In Ingle v. Department of Motor Vehicles, 2017 Cal. Wrk. Comp. P.D. LEXIS 137, the WCAB upheld a WCJ's decision that a defendant's UR decision was untimely based on an applicant attorney’s assertion that he received only the first 20 pages of the 25-page decision via fax from the defendant.

In Hacker v. County of San Bernardino-Public Health Department, 2017 Cal. Wrk. Comp. P.D. LEXIS 162, the WCAB reversed a WCJ's decision that an IMR determination to deny medication was plainly erroneous because the IMR was performed by a physician with a specialty in family practice rather than a specialist in chronic pain/pain management.

In Aguirre v. County of Los Angeles, 2017 Cal. Wrk. Comp. P.D. LEXIS 152, the WCAB rescinded an order staying all liens of Landmark Medical Management, LLC and PharmaFinance, LLC even though it was asserted that the individuals associated with the lien claimants had been criminally indicted for workers' compensation fraud.


CHAPTER 9: TEMPORARY DISABILITY

In Bounthon v. Safe Streets USA, LLC, 2017 Cal. Wrk. Comp. P.D. LEXIS 127, the WCAB upheld a WCJ's decision that an applicant was not entitled to temporary disability when he refused alternative modified work arranged by his employer at the Salvation Army.

In Venancio v. White Labs, Inc., 2017 Cal. Wrk. Comp. P.D. LEXIS 181, the WCAB upheld a WCJ's determination that an applicant, who was an undocumented worker, was not entitled to temporary partial disability benefits after federal agents notified the employer that the applicant was not authorized to work in the United States.


CHAPTER 10: PERMANENT DISABILITY

In Ricablanca v. California Department of Corrections and Rehabilitation, 2017 Cal. Wrk. Comp. P.D. LEXIS 147, the WCAB rescinded a WCJ's finding that an applicant was not entitled to an increase in permanent disability, per LC 4660.1, for any psychiatric disorder arising out of the coronary artery disease.

In Madson v. Michael J. Cavaletto Ranches, 2017 Cal. Wrk. Comp. P.D. LEXIS 165, the WCAB denied the defendant's petition for reconsideration and affirmed its prior decision that an applicant's psychiatric disability arose directly from the events of employment and was not subject to LC 4660.1(c).


CHAPTER 14: DISCOVERY AND SETTLEMENT

In Morgan v. National Steel and Shipbuilding Company, 2017 Cal. Wrk. Comp. P.D. LEXIS 141, the panel majority held that a defendant was not entitled to discovery of an employee's medical records pertaining to HIV/AIDS when the employee's widow alleged that his death was caused by industrial exposure to asbestos, not by industrial exposure to HIV/AIDS.

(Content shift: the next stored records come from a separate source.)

PR #1136, opened 2016-07-26
Use module-global `Metrics` instead of `this` in metrics.js

### LINKED ISSUE #1135: variant error: this.experimentFeaturesChanged is not a function
I'm unable to send variant data from universal search to test pilot.

[Here](https://github.com/mozilla/universal-search/pull/261/commits/89f536f346a24dd7f1d17143c7714f89a3ee858e) is a universal search commit that mostly contains variant-related code.

Each time I send the data over, I see this error in the browser toolbox console:

```
TypeError: this.experimentFeaturesChanged is not a function
Stack trace:
module.exports.onReceiveVariantDefs@resource://gre/modules/commonjs/toolkit/loader.js -> resource://testpilot-addon/lib/metrics.js:163:5
Observer<.observe@resource://gre/modules/commonjs/toolkit/loader.js -> resource://gre/modules/commonjs/sdk/system/events.js:81:7
Search.prototype.fetchVariantData/sendPing@chrome://universalsearch-lib/content/universal-search.js:109:7
setTimeout_timer@resource://gre/modules/Timer.jsm:30:5
```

In Hasley v. Frito-Lay, Inc., 2017 Cal. Wrk. Comp. P.D. LEXIS 134, the WCAB granted removal of a WCJ's order denying an applicant's request for an additional QME panel, and remanded for the WCJ to determine whether and when claim forms were filed and if so, what was the nature of the injuries claimed.


CHAPTER 16: TRIAL AND APPEAL

In Page, Hansen. v. Acting Administrative Director of the Division of Workers’ Compensation, (2017) 82 CCC 352, the California Superior Court held that it lacked jurisdiction over the plaintiffs' allegations that the workers' compensation system unlawfully discriminates on the basis of sex in the calculation of permanent disability benefits.

In Garcia v. WCAB, 2017 Cal. Wrk. Comp. LEXIS 37 (writ denied), the 4th District Court of Appeal denied an applicant's petition for writ of review as untimely because it was not filed with the court within 45 days.